Artık kim olduğumu biliyorum. Nereden geldiğimi de. İsmim Lerzan. Kanderal ailesindenim. Ve pek çok şeyden önemlisi, Savaş Alaz Kanderal'ın kız kardeşiyim.... Özenle korunmasına rağmen yılların sayfalara sinip yıprattığı kalın ajandayı, günlüğü, ellerimin arasında özenle tutuyorum. Artık kendi dünyamı, geçmişimi ve en önemlisi doğrudan kendimi yeniden inşa ediyorum... fakat doğum nasıl anne için sancılıysa kendimi baştan yaratan ben olduğuma göre doğumum da benim için oldukça sancılı. Canım acıyor. Başım dönüyor. Sabah vakti olmasına rağmen kupamın dibinde kalan sıcak kahveyi kafama dikiyorum. Tiksinmesem, kendime yakıştırsam bütün bunlara kısa süreliğine ara vermek için farklı yollara başvuracağım ama yapamıyorum. Günlerdir kafamın içinde kendimle kavga ediyorum. Hamdım, pişiyordum ve nihayet yanacaktım. Ateşin yakınlarda olduğunu hissedebiliyordum. Odamın içinde günlerdir birileri vardı. Konuşuyorlardı, dolaşıyorlardı, kavga ediyor, barışıyorlardı; ben onları izliyordum. Geçmişi tekrar yaşıyordum. Onları konuşturan, onlara benim gözlerimde, benim zihnimde hayat veren de işte elimdeki kalın ajandaydı. Geçmiş sayfaların arasından pıtır pıtır kaçıp odama dökülüyordu.

***

''Aman ya!'' diye bağırdı ve elindeki dolu, kalın camdan yapılma su şişesini Karer'e fırlattı Barlas. Bir anlık öfkeyle davranmış, canını yakmak istememişti fakat parmaklarının arasından kayan şişe, Karer'in yüzüne isabet etmişti. Şişenin Karer'in yüzüne çarparken çıkardığı tok ses, Barlas'ın okkalı bir küfür için açtığı ağzını kapamasına neden oldu. O ne fena sesti! Elinin yarısı sağ gözünün üzerine kapadı, diğer yarısı -parmakları- alnını kavradı, Karer'in yalpalayan, şaşkın hali onu korkutsa da gururundan ona doğru adım atmadı. Esasen adım atmasına da gerek yoktu, seslerini duyan Savaş ağabeyleri çoktan odaya dalmıştı. Odaya girdiği gibi bakışları gözünü tutan, kamburunu çıkarmış Karer'i buldu. Barlas'a kısa, mümkün olduğunca sert olmayan bir bakış atıp Karer'in yanına koşmuştu. On dört yaşında olmasına rağmen yaşına göre oldukça uzun boylu olan Karer'in üzerine hafifçe eğilmesi yetmişti. Barlas'ın ona fırlattığı su şişesinin kapağı gözüne fena çarpmıştı.

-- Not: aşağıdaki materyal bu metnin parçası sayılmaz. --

PR #2698, opened 2026-09-08
Fix query for latest published project version

bemoody:
In the published project page as well as various other places, we look up the "latest" version of the current project in order to provide a hint to the user.

This was relying on the default ordering of PublishedProject objects, which is not a great idea in general, and in this case would give the wrong result if the project title was changed from one version to the next.  (Of course, changing project titles isn't supposed to be possible, but can be done by administrators.)

Furthermore, avoid querying a bunch of stuff we don't need.

Fixes #2690

PR #2701, opened 2026-09-09
Prevent publishing multiple "latest versions" simultaneously

bemoody:
Published projects have a flag `is_latest_version` that marks which version is considered the "latest".  (The purpose of this flag is somewhat murky, and in practice it means having the largest version number.)

In pull #2698, @briangow pointed out that there isn't anything at the database level to prevent creating two versions that both have `is_latest_version = True`.

That shouldn't ever happen: currently, `is_latest_version` is set by `PublishedProject.set_version_order`, which always saves the latest version *last*, and is always invoked within a transaction.

However, some existing code will crash if there are two "latest" versions:
- `console.views.publish_submission` assumes that there is only one latest version for a given core project
- `project.views.publish_project_latest` assumes that there is only one latest version for a given *slug*

and the new code I proposed to add in pull #2698 would also assume there is only one latest version for a given core project.

(In general, we assume a one-to-one relationship between core projects and slugs, but again there is no hard restriction.)

Here, I've added constraints to preserve the invariants that the existing code requires.  It should be possible to change this in the future, if we decide to support changing slugs or taking over an existing slug.

The constraint logic is borrowed from @Rutvikrj26's pull #2669, which was attempting to fix a similar issue with users.


bemoody:
This should be working now and ready for review.  The existing publication logic breaks the expected invariants, so it needs to be reworked slightly and this needs to be a post-install migration.

bemoody:
Bumping this - @tompollard or @chrystinne, can you please take a look?  I think this change is quite safe, it will just guard against buggy code in the future.

Chrystinne:
@bemoody I'm taking a look.

tompollard (approved):
Looks good, thanks @bemoody

Chrystinne:
@bemoody I tested locally and the implementation looks correct to me.

PR #2702, opened 2026-09-10
Pin pyOpenSSL>=25.0.0 to fix cryptography compatibility.

tompollard:
pyOpenSSL 24.3.0 references _lib.GEN_EMAIL which was removed in cryptography 50.x, causing an AttributeError on startup. Pinning pyOpenSSL>=25.0.0 resolves the incompatibility.


bemoody:
What is referencing pyOpenSSL, then?  Nothing in this repository depends on it.

tompollard:
Sorry, you're right. I'd installed PyOpenSSL when testing Botocore. Doesn't need to be there.

PR #2706, opened 2026-09-12
Fix settings sidebar not highlighting the active page 

tompollard:
Currently, the active page is not highlighted in the settings menu:

Screenshot 2026-09-12 at 17 47 32

This PR fixes the issue, so the active page is highlighted.

### Summary

- The settings_tabs inclusion tag was not passing the template context through, so request.path was unavailable in the tab template and the active page highlight never applied                                                                                                              
- Add ``takes_context=True` to the inclusion tag and forward the request object so the existing `{% if settings_url == request.path %} active{% endif %}` check works as intended

### Test plan

- Visit any settings page (e.g. /settings/profile/, /settings/training/) — the corresponding sidebar tab should be highlighted
- Navigate between settings pages — the highlight should follow the active page


Chrystinne (approved):
@tompollard I've tested it locally, and it looks good.

PR #2710, opened 2026-09-15
Remove USE_L10N setting (default since Django 4.0)

tompollard:
`USE_L10N = True` has been the default since Django 4.0, and the setting is removed entirely in Django 5.0. Dropping it now is forward-compatible with the upcoming Django 5.2 upgrade.


tompollard:
Relates to https://github.com/MIT-LCP/physionet-build/pull/2667

bemoody (approved):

Savaş Karer'in elini gözünün üzerinden çekip gözünün durumuna bakmaya çalışadursun, sesleri duyan ve bir elinde kitap, diğer elinde kurabiyeyle odaya giren Gazanfer odadakilere şöyle bir bakıp durumu anlamaya çalıştı ve anladı da. Kurabiyesini ve kitabını odadaki ahşap masanın üzerine bırakıp Karer'e doğru yürürken, ''Ne o, yakışıklılığında gedik açmak mı istedin?'' diye takıldı Barlas'a. Böyle bir durumda ikisi de Karer'in başına toplanacaktı ve Barlas'ın korkmasını istemiyordu. Kendinden emin görünmeye çalışan Barlas, omuz silkip çatık kaşlarla başını yere eğince Karer'in yanına giden Gazanfer, ''Sen Barlas'la kal. Ben bir gözüne bakayım...'' dedi Savaş'a ve Savaş yanlarından ayrılırken devam etti: ''Burası göz çukuru ya, kardeşin çukuru biraz daha derinleştirmek istedi herhalde.'' deyip sağlam gözüyle ona bakmaya çalışan, oflayıp puflayan Karer'e göz kırptı.